Problem description: The first line of the data below and every line after it, through the one with "is still useful.", must be transcribed without change.

##### Exercise data #####

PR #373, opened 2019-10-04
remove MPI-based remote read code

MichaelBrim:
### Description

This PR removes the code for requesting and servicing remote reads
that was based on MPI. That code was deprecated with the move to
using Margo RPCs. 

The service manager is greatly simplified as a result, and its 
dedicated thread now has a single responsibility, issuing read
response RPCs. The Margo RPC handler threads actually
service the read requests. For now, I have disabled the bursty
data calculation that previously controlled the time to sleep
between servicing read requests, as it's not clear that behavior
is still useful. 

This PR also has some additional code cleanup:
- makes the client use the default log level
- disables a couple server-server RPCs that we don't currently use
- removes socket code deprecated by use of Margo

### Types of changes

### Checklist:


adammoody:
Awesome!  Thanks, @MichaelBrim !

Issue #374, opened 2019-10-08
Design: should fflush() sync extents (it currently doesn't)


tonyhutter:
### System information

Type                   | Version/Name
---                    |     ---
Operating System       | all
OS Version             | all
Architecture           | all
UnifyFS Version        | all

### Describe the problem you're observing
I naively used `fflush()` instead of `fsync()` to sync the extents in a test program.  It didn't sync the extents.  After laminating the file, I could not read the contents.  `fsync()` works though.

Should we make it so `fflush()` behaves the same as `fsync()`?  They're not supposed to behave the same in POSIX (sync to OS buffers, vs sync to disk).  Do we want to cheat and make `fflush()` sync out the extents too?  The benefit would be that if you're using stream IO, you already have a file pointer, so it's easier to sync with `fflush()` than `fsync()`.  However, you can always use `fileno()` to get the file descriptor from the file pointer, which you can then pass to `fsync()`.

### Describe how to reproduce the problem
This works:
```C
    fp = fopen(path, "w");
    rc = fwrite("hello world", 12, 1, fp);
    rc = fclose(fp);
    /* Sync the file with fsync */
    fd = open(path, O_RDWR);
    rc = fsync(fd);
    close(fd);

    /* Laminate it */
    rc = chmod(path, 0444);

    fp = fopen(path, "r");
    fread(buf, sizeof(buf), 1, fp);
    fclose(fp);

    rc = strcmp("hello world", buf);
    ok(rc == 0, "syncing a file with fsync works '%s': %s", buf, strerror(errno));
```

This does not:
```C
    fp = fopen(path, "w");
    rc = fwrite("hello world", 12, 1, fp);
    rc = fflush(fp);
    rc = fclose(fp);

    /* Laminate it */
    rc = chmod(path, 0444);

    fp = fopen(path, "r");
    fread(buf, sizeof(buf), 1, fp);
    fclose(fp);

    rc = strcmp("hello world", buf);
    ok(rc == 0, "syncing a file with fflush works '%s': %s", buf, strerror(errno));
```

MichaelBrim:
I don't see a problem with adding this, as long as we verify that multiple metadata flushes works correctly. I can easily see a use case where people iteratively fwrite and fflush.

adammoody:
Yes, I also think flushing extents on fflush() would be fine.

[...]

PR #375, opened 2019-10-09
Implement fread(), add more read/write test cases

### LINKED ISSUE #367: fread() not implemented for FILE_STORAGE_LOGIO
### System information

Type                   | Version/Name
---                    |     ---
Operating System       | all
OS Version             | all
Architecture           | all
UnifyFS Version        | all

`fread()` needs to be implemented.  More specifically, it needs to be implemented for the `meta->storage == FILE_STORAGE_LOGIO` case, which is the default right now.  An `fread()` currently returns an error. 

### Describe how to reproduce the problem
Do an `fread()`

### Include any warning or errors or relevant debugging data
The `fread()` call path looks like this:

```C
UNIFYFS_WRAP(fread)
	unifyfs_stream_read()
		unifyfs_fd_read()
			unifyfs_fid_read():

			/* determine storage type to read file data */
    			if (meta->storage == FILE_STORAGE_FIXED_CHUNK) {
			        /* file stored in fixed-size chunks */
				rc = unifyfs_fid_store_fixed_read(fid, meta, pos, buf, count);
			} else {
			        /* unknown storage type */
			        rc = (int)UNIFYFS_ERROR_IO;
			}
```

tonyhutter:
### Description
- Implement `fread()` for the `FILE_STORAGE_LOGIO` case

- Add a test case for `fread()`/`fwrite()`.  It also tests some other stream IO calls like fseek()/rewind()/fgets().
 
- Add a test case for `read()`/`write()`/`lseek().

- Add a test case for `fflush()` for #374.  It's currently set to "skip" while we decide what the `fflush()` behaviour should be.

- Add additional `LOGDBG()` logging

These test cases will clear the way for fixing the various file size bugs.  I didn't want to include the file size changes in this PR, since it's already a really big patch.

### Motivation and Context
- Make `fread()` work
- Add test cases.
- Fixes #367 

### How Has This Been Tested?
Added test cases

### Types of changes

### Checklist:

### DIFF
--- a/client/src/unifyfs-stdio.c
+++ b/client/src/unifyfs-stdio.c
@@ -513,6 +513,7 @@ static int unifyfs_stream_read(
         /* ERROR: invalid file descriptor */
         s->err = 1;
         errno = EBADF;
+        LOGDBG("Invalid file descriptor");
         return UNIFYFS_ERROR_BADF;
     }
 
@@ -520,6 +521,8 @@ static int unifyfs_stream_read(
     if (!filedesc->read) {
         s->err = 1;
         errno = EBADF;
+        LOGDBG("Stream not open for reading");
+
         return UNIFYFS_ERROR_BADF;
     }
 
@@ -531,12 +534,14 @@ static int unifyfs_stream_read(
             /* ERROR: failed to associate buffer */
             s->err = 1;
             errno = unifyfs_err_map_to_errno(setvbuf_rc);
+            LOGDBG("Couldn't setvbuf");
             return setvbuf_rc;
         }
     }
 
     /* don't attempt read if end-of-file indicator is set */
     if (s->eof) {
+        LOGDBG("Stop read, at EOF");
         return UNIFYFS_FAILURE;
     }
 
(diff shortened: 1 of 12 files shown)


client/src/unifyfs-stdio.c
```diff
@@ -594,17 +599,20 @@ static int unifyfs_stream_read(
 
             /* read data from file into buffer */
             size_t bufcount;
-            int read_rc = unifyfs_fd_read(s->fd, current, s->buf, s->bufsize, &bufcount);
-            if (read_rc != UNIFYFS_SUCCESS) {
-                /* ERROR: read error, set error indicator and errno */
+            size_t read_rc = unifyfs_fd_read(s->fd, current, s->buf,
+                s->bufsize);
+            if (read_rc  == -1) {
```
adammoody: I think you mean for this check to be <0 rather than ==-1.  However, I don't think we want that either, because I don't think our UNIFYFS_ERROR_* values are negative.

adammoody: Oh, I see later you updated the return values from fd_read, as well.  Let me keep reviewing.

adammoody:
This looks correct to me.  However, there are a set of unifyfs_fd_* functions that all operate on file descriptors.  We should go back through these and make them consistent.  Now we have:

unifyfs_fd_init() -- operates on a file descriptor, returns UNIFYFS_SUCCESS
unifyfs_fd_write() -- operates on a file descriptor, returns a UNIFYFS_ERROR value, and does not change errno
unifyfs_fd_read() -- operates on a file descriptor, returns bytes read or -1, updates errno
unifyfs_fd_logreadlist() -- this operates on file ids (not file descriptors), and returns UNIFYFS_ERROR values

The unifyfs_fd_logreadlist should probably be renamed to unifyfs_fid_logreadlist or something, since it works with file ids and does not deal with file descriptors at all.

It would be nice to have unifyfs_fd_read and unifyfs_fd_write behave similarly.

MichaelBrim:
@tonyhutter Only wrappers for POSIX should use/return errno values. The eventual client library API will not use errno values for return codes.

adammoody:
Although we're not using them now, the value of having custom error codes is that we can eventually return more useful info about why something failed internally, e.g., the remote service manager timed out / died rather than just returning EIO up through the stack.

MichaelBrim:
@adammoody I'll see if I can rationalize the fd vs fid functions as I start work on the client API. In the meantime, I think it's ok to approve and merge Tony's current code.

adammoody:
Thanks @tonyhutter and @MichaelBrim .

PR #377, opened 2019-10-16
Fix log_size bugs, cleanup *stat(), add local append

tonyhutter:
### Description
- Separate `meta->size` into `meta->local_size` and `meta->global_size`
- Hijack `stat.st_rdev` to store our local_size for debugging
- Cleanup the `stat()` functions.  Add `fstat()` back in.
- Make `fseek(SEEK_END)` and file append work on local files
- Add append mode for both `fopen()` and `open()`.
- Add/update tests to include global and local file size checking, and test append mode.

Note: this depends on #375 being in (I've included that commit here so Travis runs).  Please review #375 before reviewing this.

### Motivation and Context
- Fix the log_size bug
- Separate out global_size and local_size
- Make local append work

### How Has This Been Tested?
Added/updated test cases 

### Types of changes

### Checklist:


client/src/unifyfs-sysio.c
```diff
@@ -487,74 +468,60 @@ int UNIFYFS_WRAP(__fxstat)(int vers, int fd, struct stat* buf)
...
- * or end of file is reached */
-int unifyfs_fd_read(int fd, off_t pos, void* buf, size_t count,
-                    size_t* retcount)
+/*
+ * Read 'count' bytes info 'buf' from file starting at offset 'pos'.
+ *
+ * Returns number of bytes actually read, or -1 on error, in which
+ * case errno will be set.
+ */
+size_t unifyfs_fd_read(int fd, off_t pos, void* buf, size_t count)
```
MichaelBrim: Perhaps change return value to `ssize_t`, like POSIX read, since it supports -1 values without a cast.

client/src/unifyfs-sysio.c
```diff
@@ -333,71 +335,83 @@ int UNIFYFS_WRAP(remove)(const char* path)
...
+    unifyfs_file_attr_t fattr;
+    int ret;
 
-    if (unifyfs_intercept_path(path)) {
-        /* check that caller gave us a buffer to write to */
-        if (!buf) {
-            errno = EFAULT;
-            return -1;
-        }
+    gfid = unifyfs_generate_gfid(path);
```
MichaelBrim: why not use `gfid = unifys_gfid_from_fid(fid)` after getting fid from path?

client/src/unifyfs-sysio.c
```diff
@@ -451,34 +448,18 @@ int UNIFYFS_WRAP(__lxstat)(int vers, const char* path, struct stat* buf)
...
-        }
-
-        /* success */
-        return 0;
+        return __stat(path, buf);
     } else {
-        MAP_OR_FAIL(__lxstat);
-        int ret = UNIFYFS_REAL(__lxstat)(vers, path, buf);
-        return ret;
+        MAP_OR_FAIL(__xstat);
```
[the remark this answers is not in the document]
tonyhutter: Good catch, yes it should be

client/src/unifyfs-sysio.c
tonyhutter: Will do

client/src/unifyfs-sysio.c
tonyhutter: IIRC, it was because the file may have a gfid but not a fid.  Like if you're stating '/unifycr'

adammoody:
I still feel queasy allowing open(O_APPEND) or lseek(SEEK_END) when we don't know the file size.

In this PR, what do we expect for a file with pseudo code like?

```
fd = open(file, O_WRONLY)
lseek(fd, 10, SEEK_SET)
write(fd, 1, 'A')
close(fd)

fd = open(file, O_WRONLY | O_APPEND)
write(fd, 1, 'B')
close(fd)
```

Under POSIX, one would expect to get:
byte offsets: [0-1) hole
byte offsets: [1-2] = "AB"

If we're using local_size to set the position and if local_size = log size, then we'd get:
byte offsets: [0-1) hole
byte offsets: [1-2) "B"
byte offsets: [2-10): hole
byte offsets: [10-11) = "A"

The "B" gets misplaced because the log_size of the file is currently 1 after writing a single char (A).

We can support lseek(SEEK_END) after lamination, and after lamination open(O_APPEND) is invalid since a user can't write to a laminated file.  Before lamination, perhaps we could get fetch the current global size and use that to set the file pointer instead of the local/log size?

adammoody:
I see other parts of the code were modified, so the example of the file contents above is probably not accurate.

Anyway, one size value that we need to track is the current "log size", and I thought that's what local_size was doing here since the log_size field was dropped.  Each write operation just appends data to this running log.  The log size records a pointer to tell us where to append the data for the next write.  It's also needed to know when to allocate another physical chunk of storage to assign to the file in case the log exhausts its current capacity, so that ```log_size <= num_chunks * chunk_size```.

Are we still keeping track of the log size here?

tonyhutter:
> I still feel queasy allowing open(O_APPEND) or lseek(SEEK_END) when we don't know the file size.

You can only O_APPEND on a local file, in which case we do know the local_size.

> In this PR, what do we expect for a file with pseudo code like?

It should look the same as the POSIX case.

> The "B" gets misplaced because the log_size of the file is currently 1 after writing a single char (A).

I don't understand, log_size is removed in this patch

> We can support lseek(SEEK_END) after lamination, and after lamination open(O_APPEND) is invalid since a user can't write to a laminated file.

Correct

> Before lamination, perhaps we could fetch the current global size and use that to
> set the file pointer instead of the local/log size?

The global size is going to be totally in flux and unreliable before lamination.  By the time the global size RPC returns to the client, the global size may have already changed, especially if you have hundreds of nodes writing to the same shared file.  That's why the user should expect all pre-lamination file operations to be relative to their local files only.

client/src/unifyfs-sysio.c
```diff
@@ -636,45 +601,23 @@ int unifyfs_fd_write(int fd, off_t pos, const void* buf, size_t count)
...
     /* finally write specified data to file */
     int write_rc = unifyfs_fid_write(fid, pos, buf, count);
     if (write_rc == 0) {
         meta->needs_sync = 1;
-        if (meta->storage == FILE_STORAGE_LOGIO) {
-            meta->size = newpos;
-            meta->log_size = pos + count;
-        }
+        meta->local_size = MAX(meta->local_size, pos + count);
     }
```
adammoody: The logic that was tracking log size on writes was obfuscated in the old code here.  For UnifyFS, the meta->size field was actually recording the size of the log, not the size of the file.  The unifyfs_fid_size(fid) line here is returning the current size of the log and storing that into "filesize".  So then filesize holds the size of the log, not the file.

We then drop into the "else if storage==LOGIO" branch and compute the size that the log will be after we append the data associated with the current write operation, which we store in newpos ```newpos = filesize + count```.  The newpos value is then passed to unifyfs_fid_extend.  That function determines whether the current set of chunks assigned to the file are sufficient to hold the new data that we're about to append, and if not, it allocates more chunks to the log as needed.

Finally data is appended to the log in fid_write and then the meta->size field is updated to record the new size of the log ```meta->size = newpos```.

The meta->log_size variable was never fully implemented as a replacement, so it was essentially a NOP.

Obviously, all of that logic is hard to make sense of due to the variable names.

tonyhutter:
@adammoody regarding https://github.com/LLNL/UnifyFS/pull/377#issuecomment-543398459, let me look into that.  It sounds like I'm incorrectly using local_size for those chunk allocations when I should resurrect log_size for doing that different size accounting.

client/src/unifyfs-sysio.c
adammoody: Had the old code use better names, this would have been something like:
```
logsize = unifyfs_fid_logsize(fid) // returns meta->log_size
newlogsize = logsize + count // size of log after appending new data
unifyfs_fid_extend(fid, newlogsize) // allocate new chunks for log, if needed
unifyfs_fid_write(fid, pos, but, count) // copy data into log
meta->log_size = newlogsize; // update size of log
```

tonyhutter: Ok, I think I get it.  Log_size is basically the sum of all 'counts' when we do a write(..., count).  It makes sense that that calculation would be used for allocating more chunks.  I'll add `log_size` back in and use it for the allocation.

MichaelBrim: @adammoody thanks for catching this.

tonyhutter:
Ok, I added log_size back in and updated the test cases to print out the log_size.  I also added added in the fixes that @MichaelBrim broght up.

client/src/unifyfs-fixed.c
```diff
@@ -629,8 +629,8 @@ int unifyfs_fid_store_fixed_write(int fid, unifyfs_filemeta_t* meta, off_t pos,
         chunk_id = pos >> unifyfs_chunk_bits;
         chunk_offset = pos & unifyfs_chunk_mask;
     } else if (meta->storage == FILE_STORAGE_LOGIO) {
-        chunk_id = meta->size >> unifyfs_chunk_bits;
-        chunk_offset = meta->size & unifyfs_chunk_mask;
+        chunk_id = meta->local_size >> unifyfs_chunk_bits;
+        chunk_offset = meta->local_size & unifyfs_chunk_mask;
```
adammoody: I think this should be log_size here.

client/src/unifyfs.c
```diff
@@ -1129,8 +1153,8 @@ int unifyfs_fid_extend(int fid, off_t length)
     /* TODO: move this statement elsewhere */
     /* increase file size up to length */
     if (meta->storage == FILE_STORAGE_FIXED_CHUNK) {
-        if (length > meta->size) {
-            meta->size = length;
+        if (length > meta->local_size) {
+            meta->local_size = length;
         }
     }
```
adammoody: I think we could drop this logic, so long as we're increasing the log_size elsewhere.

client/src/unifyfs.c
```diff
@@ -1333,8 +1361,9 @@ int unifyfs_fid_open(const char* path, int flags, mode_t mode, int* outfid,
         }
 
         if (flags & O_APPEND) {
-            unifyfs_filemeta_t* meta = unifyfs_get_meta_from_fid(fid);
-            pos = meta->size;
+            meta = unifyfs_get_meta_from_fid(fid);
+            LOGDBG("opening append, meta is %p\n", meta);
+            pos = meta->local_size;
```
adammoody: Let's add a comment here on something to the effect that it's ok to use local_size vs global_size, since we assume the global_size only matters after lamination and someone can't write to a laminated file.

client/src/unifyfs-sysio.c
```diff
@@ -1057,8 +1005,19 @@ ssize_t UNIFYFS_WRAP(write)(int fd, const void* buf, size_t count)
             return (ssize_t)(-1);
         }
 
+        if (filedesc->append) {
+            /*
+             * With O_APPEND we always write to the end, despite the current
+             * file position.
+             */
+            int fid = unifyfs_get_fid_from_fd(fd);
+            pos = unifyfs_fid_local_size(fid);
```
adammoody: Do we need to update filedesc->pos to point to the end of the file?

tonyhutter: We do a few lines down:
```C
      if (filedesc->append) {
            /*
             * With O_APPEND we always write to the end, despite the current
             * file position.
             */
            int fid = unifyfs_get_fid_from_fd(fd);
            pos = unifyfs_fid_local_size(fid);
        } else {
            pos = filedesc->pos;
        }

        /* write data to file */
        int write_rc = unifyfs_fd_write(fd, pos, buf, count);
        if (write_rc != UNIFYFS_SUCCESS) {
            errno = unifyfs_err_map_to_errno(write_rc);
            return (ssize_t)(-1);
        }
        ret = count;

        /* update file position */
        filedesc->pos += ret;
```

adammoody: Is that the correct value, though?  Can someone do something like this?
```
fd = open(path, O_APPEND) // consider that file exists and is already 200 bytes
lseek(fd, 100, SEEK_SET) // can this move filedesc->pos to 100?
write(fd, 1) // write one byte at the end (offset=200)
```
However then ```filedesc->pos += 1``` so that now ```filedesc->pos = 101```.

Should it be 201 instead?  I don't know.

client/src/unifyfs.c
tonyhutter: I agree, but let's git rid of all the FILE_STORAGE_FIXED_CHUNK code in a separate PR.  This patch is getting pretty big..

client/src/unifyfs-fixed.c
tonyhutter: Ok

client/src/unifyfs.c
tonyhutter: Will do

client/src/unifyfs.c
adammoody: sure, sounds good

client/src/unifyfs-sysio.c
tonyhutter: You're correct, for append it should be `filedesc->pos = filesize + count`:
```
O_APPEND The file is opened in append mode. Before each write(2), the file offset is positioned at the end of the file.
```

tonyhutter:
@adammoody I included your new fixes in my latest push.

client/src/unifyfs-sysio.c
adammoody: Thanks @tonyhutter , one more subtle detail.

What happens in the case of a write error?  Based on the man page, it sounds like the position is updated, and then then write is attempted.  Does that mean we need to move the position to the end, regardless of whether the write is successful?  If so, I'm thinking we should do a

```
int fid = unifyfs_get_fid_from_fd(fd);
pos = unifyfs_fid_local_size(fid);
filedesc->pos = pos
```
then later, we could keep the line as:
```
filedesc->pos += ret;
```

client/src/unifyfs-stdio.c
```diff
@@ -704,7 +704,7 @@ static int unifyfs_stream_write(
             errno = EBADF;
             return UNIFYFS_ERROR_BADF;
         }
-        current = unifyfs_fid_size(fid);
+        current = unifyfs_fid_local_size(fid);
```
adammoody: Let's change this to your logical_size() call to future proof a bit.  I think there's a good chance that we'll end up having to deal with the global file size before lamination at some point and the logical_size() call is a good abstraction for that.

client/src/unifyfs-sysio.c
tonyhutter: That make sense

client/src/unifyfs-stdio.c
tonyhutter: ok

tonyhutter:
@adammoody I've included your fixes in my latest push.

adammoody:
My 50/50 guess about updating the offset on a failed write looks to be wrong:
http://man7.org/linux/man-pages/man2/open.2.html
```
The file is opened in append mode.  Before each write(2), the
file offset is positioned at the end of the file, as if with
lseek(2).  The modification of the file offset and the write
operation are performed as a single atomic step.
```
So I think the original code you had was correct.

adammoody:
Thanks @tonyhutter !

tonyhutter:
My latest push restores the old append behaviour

#####

Written response:
PR #373, opened 2019-10-04
remove MPI-based remote read code

MichaelBrim:
### Description

This PR removes the code for requesting and servicing remote reads
that was based on MPI. That code was deprecated with the move to
using Margo RPCs. 

The service manager is greatly simplified as a result, and its 
dedicated thread now has a single responsibility, issuing read
response RPCs. The Margo RPC handler threads actually
service the read requests. For now, I have disabled the bursty
data calculation that previously controlled the time to sleep
between servicing read requests, as it's not clear that behavior
is still useful. 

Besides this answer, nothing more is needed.